Morningstar provides detailed arguments about Uber's long term potential to exploit businesses such as autonomous vehicles (AVs) and flying cars (Uber Elevate) but then totally excludes the cost of developing them from their valuation estimates. One might argue that these investments will increase the value that IPO investors will get (long-term potential greatly exceeding near-term costs) or that they will actually decrease Uber's value (the low probability of far-off returns doesn't justify the costs and risks), But it is unacceptable for Morningstar to claim a specific ($110 billion) Uber value while pretending none of these issues exist.

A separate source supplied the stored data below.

Issue #2462, opened 2019-03-13
Memory leak with Jetty ALPN support


jrudolph:
With Jetty ALPN, you need to put your ALPN handler inside a global map keyed by the SSLEngine. After our handler is called we remove it from that map again:

https://github.com/akka/akka-http/blob/392742107e3ba98dbeb0d9fca3f9c1a36ef85ebd/akka-http2-support/src/main/scala/akka/http/impl/engine/http2/Http2AlpnSupport.scala#L64-L67

When the ALPN handler is never called, though, e.g. because the TLS handshake fails or the connection is closed before the ALPN handshake takes place, we leak the SSLEngine and our handler by keeping it in the global map. Therefore, we somehow have to clean up the ALPN map when a connection is torn down.

Not sure, how we would do it, though, because it's hard to get a handle to the `SSLEngine` after a connection has been closed. Or maybe run a regular clean up task, that runs over all entries and removes the ones where the SSLEngine is already finished?

BrijJhala:
Hi @jrudolph . thank you for pointing this fix. is it same issue as shared below in screen shot ? We are using hive cortex https://github.com/TheHive-Project/Cortex and getting OOM and heap analysis points same class having leak
![image](https://user-images.githubusercontent.com/4096804/95140525-1ca66b00-073d-11eb-938b-0d2bf938a2d5.png)

![image](https://user-images.githubusercontent.com/4096804/95140408-d05b2b00-073c-11eb-83c7-c2ec36697a19.png)
![image](https://user-images.githubusercontent.com/4096804/95140420-dbae5680-073c-11eb-8071-256842f128bb.png)

jrudolph:
Yes, seems similar.

PR #2468, opened 2019-03-13
WIP Postpone ALPN registration until handshake is about to begin

ignasi35:
related #2462 
Produces a Wrapper class around the provided `SSLEngine` so that registering the instance on Jetty's ALPN `Map` only happens immediately before invoking `beginHandshake`. Also, if handshake fails (causing the ALPN negotiation to not complete) the instance is removed from the `Map`.

I am not familiar enough with the lifecycle of a connection/handshake/etc... required by  the `SSLEngine` so I suspect this approach only reduces the chances of a memory leak but doesn't fully prevents the leak. That is, I'm not sure if even with the changes from this PR, there's still a window where the leak could happen: the `beginHandshake` method completes successfully, but the actual handshake doesn't reach the point where `choose(protocol)` is invoked.

 - - - - - - - 

According to [the docs](https://docs.oracle.com/javase/8/docs/api/javax/net/ssl/SSLEngine.html#beginHandshake--),  `beginHandshake` is not needed:

> This method [`beginHandshake`] is not needed for the initial handshake, as the `wrap()` and `unwrap()` methods will implicitly call this method if handshaking has not already begun.

so this solution is brittle for general use but it'll probably work because of how/when [`TLSActor`](https://github.com/akka/akka/blob/master/akka-stream/src/main/scala/akka/stream/impl/io/TLSActor.scala#L162) invokes `beginHandshake` for the initial handshake.

### DIFF
--- a/akka-http2-support/src/main/scala/akka/http/impl/engine/http2/Http2AlpnSupport.scala
+++ b/akka-http2-support/src/main/scala/akka/http/impl/engine/http2/Http2AlpnSupport.scala
@@ -4,10 +4,11 @@
 
 package akka.http.impl.engine.http2
 
+import java.nio.ByteBuffer
 import java.util.function.BiFunction
 import java.{ util ⇒ ju }
 
-import javax.net.ssl.{ SSLEngine, SSLParameters }
+import javax.net.ssl._
 import akka.annotation.InternalApi
 import akka.http.impl.util.JavaVersion
 import akka.stream.TLSClientAuth
@@ -52,7 +53,7 @@ private[http] object Http2AlpnSupport {
   }
 
   def jettyAlpnSupport(engine: SSLEngine, setChosenProtocol: String ⇒ Unit): SSLEngine = {
-    ALPN.put(engine, new ServerProvider {
+    val serverProvider: ServerProvider = new ServerProvider {
       override def select(protocols: ju.List[String]): String =
         choose {
           chooseProtocol(protocols)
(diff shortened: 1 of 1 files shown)


ignasi35:
I think this solution is incomplete and we should also track if the invocation to `beginHandshake` is for the initial handshake or a [renegotiation](https://github.com/akka/akka/blob/master/akka-stream/src/main/scala/akka/stream/impl/io/TLSActor.scala#L171).

jrudolph:
Interesting approach. I wonder if we should also try the alternative to add a stage next to the TLS stage that catches when the connection is closed and then removes it, might be even simpler, wdyt?

jrudolph:
> Are we sure there is no 'gap' between `SSLEngine.beginHandshake` and `ServerProvider.select` where failures may still cause leaks?

Yes, that's probably not going to work. We call `beginHandshake` in the constructor of `TLSActor`, but that just gives a signal and won't fail right there. Instead, it will usually only fail after a bit of back-and-forth with the peer.

raboof:
I tried that approach in #2471 - that indeed seems a bit safer, though also rather inelegant.

ignasi35:
> Interesting approach. I wonder if we should also try the alternative to add a stage next to the TLS stage that catches when the connection is closed and then removes it, might be even simpler, wdyt?

I'm not familiar enough with the composition of stages collaborating.

I tried this approach because it maintains the knowledge of what ALPN implementation is used inside `Http2AlpnSupport`. The idea to create a new stage in front of TLS stage would require the branching (`if (isAlpnSupportedByJDK) ... else ... `), right?

ignasi35:
#2471 looks cleaner. I'll close this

Morningstar defense of Uber's AV program rests on Dara Khosrowshahi's false claim that autonomous vehicles would allow Uber to reduce the price of rides by 60%.[12]Drivers do account for roughly 60% of the costs of a traditional taxi operation, but the introduction of autonomous vehicles would significantly increase other costs (vehicles, databases, communication links, machine leaning systems, vehicle planning and control systems, new safety/insurance models, etc).

More important, a shift to autonomous vehicles would also require Uber to become a highly-capital intensive business, since it could no longer push all the costs and risks of AVs onto its drivers. It is not clear whether Uber has the management skills or strengths appropriate to the challenges AV or flying car businesses would pose. Since Morningstar ignores the questions of what would be required to succeed in those businesses or how long it would take to determine who the competitive winners would be, it is impossible for a reader of this report to have any idea whether Uber's current investments make any sense.

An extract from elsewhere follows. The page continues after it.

PR #2470, opened 2019-03-15
Akka-paradox theme 0.18

ennru:


raboof:
(change is just the CDATA thing so safe to merge)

Uber has openly acknowledged that Khosrowshahi's narrative is the primary driver of its AV and flying car investments. As one interview reported, "&#8230; working on flying cars is important to the Uber narrative, according toUber COO Barney Harford.. 'I think being able to demonstrate [to investors] that we are a company that is able to deliver multiple growth engines and is able to incubate and execute upon a few different opportunities, I think that's a really important story.'"[13]IPO narrative imperatives have led Uber to claim it can have flying cars in full revenue service within five years, a ludicrous claim given the immaturity of the technology, the huge public safety and infrastructure implications, and the well-established rigor of aviation regulatory requirements.[14]

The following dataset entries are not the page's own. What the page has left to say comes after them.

PR #2471, opened 2019-03-15
Clean up ALPN when the stream is stopped

raboof:
Refs #2462

Manually tested by running Http2ServerTest, doing a
`curl http://localhost:9001` (speaking HTTP to the HTTPS port)
and inspecting the Jetty ALPN map with a debugger.

### DIFF
--- a/akka-http2-support/src/main/scala/akka/http/scaladsl/Http2.scala
+++ b/akka-http2-support/src/main/scala/akka/http/scaladsl/Http2.scala
@@ -16,7 +16,8 @@ import akka.http.scaladsl.model.{ HttpRequest, HttpResponse }
 import akka.http.scaladsl.settings.ServerSettings
 import akka.stream.TLSProtocol.{ SendBytes, SessionBytes, SslTlsInbound, SslTlsOutbound }
 import akka.stream.scaladsl.{ BidiFlow, Flow, Keep, Sink, TLS, Tcp }
-import akka.stream.{ IgnoreComplete, Materializer }
+import akka.stream.stage.{ GraphStage, GraphStageLogic, InHandler, OutHandler }
+import akka.stream.{ Attributes, BidiShape, IgnoreComplete, Inlet, Materializer, Outlet }
 import akka.util.ByteString
 import akka.{ Done, NotUsed }
 import com.typesafe.config.Config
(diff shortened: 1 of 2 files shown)


akka-http2-support/src/main/scala/akka/http/scaladsl/Http2.scala
```diff
@@ -139,16 +139,31 @@ final class Http2Ext(private val config: Config)(implicit val system: ActorSyste
...
         engine.setUseClientMode(false)
         Http2AlpnSupport.applySessionParameters(engine, httpsContext.firstSession)
         Http2AlpnSupport.enableForServer(engine, setChosenProtocol)
       }
       val tls = TLS(() ⇒ createEngine, _ ⇒ Success(()), IgnoreComplete)
 
+      val removeEngineOnTerminate: BidiFlow[ByteString, ByteString, ByteString, ByteString, NotUsed] = {
+        implicit val ec = fm.executionContext
+        BidiFlow.fromFlows(
+          Flow.fromFunction(identity),
```
jrudolph:
```suggestion
          Flow[ByteString]
```

:) Also below?

akka-http2-support/src/main/scala/akka/http/scaladsl/Http2.scala
```diff
@@ -139,16 +139,31 @@ final class Http2Ext(private val config: Config)(implicit val system: ActorSyste
...
+          Flow
+            .fromFunction[ByteString, ByteString](identity)
+            .watchTermination()((n, fd) ⇒ {
+              fd.onComplete(_ ⇒ eng.foreach(Http2AlpnSupport.cleanupForServer))
+              n
```
jrudolph: Is it even needed to return a new mat value? Or maybe `Unit` is just fine.

ignasi35:
If it's the `TLS` stage that's [responsible for creating the `SSLEngine`](https://github.com/akka/akka-http/blob/8f95ab0e4e7c50fdc43833b70b10eec840d98553/akka-http2-support/src/main/scala/akka/http/scaladsl/Http2.scala#L148) instance, shouldn't it be the one responsible for the cleanup?

This approach works but requires adding a very thin stage that seems a bit out of place.

Adding a `cleanup: () => Try[Unit]` argument in `TLS` and implementing the thin stage there would keep things in place.

ignasi35:
But, yeah, adding an argument to TLS isn't great (new release of `akka/akka`, more API,...).

I'm fine with this solution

Khosrowshahi has acknowledged that his original plan after joining the company was to cancel both programs given their huge cash drain and uncertain returns, but changed his mind once he recognized that the IPO pitch required giving investors the prospect of growth beyond ridesharing.[15]That narrative transforms Uber's rideshare ordering app into the gateway to all forms of urban transport, and transforms Uber into "..the Amazon for transportation."[16]

Lots of investors might be interested in investing in the "Amazon of transportation". But a good-faith valuation analysis of this opportunity would examine whether Uber's economics gave it the same potential to profitably expand across new transport modes that Amazon demonstrated when it expanded from bookselling into other ecommerce fields. Morningstar fails to provide that legitimate valuation analysis.

Morningstar's evasiveness here is designed to prevent its readers from understanding a fundamental contradiction in Uber's pursuit of a $100+ billion valuation. There are many things Uber could do to improve short term profitability, such as abandoning unprofitable overseas markets, eliminate spending on AVs and flying cars, but all of them would directly undermine their long-term growth narrative. Hypothetically, one could show strong 2018-19 P&L improvements, or one could show the investments Uber thinks will be required to become the "Amazon of transportation" but under no circumstances could one show both."

https://www.nakedcapitalism.com/201...er-analysis-preview-ubers-ipo-propsectus.html


----------



## iheartuber (Oct 31, 2015)

But... but....

I thought uber was telling their investors that once they get all their cars to be driverless that’s when the real money is going to pour in??


----------



## everythingsuber (Sep 29, 2015)

iheartuber said:


> But... but....
> 
> I thought uber was telling their investors that once they get all their cars to be driverless that's when the real money is going to pour in??


It's flying cars dude. Autonomous vehicles are yesterday man. Get with it we are going to rule the skies. That's where the real money is.

Now just sign here and hand over your cash.


----------



## BurgerTiime (Jun 22, 2015)




----------



## DustyToad (Jan 10, 2018)

This confirms it. Uber is dying and the new surge system seen around the country is Uber in death throws. 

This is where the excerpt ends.